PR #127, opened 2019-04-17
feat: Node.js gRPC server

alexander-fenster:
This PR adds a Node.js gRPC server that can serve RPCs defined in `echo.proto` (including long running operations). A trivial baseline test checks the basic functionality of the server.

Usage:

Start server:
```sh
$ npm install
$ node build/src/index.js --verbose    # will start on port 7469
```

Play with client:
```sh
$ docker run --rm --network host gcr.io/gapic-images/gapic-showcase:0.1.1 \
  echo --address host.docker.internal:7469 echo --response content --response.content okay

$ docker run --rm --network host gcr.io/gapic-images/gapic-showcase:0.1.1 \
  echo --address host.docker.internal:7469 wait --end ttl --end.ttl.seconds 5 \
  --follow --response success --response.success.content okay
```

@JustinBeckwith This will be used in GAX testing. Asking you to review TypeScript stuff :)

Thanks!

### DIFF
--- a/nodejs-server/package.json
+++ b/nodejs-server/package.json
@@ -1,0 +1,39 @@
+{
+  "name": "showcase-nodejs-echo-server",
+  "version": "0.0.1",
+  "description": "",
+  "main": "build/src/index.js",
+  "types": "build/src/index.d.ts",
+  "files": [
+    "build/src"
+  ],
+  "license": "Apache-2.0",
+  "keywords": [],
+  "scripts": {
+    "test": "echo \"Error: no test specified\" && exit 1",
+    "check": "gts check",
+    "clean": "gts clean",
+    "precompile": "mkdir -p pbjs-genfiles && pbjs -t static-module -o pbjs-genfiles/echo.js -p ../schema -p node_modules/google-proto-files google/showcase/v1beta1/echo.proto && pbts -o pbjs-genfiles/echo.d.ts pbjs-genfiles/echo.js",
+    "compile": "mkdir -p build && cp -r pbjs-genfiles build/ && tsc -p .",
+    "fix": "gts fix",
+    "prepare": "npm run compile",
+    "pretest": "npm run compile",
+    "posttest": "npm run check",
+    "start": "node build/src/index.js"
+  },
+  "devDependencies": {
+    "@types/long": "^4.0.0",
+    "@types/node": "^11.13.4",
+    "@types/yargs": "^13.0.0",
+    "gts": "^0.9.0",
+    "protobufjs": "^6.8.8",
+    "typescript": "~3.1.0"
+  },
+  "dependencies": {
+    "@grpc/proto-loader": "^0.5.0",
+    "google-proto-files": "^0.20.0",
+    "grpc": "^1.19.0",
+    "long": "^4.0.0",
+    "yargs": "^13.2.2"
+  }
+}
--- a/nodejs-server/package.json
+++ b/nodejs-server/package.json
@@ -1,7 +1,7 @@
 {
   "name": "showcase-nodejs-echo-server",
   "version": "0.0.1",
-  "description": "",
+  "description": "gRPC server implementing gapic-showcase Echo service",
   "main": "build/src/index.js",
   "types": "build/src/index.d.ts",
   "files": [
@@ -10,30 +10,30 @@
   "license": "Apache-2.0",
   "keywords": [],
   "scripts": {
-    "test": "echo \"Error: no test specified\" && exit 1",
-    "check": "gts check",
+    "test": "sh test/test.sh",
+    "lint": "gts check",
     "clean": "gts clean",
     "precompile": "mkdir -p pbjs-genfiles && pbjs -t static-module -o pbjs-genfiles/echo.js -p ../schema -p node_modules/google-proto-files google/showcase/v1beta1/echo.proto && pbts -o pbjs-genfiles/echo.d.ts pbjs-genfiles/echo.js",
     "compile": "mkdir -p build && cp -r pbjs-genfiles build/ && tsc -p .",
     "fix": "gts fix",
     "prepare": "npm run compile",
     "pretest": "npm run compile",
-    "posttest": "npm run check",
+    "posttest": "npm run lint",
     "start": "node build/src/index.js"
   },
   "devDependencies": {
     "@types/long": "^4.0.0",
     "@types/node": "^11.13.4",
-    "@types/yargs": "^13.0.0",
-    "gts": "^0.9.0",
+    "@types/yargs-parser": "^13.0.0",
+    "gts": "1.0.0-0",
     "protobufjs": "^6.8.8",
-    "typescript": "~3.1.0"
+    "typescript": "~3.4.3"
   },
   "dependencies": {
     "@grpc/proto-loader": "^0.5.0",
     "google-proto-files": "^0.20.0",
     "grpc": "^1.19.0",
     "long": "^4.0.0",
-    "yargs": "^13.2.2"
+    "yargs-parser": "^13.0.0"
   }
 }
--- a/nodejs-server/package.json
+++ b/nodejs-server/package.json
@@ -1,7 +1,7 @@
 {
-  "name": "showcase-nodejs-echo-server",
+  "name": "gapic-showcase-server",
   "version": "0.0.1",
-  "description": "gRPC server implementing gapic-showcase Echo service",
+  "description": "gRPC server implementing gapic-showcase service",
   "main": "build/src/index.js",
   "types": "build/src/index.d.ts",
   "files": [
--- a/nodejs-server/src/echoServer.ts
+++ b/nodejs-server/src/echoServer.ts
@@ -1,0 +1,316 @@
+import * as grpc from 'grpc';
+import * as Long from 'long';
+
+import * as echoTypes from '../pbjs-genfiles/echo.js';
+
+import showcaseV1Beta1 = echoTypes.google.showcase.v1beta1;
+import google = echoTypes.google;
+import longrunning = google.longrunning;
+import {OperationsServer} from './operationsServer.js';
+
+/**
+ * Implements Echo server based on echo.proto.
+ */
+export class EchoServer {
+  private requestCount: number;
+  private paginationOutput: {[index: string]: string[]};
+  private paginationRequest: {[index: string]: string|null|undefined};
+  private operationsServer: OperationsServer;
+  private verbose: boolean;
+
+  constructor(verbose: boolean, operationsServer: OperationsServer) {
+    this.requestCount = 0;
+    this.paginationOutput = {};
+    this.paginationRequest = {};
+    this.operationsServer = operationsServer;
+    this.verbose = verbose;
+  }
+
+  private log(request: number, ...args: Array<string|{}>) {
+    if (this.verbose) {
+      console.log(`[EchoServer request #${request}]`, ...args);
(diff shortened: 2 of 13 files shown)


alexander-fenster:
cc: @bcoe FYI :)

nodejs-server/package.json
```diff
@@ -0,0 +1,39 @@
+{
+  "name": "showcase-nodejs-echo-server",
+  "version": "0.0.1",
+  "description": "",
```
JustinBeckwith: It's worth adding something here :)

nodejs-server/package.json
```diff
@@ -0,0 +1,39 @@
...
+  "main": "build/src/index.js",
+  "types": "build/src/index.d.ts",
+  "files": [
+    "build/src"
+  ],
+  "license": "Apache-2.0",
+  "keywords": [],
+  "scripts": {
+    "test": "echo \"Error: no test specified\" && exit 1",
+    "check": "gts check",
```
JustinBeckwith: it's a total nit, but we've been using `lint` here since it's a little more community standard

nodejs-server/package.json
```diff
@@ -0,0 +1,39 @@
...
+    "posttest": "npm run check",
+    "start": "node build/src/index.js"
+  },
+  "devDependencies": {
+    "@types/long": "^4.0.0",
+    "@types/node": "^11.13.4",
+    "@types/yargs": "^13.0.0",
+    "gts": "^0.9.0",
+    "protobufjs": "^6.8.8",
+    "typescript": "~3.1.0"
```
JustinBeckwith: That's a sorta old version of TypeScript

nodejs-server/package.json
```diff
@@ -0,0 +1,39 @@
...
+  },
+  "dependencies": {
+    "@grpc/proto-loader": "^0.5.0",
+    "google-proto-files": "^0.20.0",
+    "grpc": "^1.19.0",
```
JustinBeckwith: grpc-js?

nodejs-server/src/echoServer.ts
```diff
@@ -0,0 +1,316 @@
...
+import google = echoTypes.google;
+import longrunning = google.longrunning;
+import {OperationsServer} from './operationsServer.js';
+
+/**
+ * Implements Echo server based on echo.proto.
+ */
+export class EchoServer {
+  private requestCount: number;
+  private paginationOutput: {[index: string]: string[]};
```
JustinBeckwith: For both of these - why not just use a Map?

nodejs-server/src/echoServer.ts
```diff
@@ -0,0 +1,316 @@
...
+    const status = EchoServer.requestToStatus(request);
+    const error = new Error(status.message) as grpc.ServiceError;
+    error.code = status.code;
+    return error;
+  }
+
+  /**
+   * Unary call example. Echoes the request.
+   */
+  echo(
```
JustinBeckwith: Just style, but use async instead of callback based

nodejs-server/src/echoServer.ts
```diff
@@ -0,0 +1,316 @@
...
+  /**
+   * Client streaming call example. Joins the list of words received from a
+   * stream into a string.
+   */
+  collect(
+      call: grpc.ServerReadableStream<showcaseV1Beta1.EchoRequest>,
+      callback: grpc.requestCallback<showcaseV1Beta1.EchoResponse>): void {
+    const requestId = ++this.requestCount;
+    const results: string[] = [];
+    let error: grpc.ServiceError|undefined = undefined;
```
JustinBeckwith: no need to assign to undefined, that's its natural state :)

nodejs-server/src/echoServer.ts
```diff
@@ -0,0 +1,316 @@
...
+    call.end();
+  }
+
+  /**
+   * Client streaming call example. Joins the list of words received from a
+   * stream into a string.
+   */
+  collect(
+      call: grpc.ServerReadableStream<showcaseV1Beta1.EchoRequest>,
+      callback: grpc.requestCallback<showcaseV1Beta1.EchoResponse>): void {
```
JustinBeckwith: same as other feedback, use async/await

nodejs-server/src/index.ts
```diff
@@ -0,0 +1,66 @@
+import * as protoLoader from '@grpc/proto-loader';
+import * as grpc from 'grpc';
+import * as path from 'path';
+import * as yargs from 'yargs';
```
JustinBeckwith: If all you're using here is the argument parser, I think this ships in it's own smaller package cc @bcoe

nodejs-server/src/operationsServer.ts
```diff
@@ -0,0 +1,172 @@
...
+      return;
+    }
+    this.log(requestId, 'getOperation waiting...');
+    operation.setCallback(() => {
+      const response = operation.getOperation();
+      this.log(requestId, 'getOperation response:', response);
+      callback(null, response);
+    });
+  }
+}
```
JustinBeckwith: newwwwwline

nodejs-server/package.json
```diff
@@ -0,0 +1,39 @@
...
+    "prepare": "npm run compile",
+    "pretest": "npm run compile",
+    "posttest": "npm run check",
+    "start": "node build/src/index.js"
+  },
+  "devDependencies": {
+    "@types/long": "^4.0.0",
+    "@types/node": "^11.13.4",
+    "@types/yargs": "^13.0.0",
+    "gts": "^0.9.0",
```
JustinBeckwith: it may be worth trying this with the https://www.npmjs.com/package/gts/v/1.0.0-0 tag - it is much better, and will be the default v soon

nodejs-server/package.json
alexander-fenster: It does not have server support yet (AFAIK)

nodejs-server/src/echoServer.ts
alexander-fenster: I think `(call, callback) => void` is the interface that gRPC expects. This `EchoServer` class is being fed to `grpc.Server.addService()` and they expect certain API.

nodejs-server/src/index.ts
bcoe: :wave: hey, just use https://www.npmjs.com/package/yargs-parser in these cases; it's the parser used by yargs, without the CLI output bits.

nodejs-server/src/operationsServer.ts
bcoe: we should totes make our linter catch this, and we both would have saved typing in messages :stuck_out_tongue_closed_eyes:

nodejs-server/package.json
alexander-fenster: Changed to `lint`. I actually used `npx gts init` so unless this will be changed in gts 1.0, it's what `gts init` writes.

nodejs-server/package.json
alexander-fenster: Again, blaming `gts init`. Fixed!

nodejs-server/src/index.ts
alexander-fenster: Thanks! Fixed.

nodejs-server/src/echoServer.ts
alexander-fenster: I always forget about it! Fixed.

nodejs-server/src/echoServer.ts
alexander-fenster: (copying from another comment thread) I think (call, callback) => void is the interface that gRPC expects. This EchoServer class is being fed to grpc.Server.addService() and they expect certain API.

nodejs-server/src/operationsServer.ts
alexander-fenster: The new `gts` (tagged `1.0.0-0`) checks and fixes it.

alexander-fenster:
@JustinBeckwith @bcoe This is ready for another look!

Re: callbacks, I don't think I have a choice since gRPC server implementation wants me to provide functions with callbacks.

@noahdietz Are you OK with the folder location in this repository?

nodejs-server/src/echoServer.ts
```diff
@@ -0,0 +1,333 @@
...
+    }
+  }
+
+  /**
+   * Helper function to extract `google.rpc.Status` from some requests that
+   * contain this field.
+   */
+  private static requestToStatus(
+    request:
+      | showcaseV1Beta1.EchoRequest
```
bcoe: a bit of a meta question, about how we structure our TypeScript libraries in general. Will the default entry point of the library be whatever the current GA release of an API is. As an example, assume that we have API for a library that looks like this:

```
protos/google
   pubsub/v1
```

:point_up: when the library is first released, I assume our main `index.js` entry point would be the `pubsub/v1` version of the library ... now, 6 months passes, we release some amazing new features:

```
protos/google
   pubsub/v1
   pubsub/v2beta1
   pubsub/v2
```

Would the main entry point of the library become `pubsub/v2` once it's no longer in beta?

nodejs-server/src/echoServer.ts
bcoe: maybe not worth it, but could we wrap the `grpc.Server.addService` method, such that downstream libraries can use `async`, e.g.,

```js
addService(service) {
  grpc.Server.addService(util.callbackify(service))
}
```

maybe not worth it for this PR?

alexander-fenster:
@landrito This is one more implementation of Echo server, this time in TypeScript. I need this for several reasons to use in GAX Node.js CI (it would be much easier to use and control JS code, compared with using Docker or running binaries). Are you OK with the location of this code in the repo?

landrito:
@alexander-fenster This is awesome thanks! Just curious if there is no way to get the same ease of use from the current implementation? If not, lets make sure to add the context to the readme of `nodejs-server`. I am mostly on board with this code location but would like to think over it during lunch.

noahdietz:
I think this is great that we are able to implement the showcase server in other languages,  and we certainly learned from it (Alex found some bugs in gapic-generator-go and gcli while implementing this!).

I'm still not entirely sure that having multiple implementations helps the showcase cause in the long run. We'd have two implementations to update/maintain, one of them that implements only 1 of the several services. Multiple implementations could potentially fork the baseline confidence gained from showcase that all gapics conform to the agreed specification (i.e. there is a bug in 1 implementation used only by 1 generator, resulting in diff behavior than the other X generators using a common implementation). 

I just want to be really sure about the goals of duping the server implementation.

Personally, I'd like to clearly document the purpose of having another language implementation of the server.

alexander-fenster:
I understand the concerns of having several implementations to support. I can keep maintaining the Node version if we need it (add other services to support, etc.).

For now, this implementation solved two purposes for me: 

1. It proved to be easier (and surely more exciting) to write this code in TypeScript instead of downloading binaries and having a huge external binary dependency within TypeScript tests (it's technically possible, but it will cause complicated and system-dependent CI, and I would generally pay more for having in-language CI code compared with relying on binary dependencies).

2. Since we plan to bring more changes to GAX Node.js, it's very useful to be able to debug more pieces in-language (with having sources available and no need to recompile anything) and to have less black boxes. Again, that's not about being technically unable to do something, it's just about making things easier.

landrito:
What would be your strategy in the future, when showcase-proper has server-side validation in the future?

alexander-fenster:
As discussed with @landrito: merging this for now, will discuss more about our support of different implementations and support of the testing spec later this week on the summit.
==
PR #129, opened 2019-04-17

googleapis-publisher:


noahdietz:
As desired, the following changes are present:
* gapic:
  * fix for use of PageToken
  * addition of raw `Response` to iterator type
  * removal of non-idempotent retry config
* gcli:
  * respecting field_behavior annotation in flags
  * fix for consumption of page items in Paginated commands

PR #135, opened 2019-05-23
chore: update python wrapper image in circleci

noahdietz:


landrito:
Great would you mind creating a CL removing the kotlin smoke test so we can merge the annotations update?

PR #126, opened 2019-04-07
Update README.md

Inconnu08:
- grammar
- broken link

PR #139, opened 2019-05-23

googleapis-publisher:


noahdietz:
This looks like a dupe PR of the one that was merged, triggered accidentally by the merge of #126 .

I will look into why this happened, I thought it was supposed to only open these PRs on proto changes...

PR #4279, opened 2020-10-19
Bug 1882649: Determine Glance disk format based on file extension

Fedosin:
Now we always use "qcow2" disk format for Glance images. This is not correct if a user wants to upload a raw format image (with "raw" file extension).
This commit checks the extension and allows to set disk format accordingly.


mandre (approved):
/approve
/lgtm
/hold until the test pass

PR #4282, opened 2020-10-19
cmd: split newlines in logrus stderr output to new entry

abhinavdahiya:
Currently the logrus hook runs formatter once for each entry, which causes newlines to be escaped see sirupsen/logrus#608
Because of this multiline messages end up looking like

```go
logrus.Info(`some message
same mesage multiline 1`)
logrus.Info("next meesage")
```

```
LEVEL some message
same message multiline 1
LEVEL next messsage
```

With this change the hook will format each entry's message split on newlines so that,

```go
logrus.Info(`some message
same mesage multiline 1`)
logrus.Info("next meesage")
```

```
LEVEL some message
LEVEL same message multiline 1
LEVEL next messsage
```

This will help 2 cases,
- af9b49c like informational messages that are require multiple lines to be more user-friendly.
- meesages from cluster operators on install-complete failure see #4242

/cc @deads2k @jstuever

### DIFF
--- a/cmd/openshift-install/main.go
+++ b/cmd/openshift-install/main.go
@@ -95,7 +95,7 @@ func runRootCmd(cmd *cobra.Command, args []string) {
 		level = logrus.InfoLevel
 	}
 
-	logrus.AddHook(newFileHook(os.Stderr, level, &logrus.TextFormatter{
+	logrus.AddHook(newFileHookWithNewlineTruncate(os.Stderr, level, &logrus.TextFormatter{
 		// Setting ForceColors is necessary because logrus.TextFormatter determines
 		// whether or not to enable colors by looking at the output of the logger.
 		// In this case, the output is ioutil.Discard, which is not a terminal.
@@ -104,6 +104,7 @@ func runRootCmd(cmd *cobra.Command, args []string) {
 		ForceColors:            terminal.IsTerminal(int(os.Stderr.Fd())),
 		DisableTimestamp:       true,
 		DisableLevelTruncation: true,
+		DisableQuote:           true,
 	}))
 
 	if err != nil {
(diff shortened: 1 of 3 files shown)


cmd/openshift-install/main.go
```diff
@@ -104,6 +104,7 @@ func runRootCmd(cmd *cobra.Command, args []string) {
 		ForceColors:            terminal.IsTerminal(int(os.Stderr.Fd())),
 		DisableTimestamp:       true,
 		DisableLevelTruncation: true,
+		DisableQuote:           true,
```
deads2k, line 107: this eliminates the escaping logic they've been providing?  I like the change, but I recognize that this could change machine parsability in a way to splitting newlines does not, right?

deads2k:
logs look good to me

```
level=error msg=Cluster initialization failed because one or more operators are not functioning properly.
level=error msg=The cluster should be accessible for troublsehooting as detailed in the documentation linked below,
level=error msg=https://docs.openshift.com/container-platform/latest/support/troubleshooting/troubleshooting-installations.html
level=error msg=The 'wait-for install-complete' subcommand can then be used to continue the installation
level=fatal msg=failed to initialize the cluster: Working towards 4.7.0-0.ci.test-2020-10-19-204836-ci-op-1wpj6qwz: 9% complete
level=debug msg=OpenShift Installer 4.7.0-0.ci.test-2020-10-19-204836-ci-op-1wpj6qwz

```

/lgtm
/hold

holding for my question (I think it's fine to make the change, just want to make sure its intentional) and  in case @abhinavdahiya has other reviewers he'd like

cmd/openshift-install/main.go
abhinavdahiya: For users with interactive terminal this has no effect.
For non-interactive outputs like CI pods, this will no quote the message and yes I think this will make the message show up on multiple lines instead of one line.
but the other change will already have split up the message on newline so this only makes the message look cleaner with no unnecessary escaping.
--
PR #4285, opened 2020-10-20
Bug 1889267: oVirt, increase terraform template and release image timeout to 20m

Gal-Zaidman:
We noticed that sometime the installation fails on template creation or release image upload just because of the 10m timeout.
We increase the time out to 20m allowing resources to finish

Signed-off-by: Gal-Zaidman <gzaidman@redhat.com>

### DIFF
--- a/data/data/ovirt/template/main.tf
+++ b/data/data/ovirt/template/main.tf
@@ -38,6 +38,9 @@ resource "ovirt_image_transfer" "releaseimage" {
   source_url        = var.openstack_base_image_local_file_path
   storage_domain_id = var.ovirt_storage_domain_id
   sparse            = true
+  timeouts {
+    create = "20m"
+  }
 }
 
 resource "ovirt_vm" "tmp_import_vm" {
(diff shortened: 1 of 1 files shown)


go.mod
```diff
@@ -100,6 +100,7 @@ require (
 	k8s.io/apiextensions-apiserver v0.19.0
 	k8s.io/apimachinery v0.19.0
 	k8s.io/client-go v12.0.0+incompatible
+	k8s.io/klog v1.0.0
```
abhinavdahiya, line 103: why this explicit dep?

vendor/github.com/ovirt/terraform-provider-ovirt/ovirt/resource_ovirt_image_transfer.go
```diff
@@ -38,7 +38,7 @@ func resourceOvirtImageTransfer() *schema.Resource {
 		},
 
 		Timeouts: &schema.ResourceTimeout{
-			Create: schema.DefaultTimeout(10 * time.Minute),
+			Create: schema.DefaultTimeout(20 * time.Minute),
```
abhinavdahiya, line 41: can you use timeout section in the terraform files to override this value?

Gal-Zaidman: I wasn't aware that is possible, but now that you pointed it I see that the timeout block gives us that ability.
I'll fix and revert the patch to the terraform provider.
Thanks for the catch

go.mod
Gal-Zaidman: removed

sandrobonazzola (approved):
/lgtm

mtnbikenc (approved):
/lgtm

EXERCISE OBJECTIVE: Every line containing the word "only" must be copied from the material above.

ANSWER SECTION:
I'm still not entirely sure that having multiple implementations helps the showcase cause in the long run. We'd have two implementations to update/maintain, one of them that implements only 1 of the several services. Multiple implementations could potentially fork the baseline confidence gained from showcase that all gapics conform to the agreed specification (i.e. there is a bug in 1 implementation used only by 1 generator, resulting in diff behavior than the other X generators using a common implementation). 
I will look into why this happened, I thought it was supposed to only open these PRs on proto changes...
but the other change will already have split up the message on newline so this only makes the message look cleaner with no unnecessary escaping.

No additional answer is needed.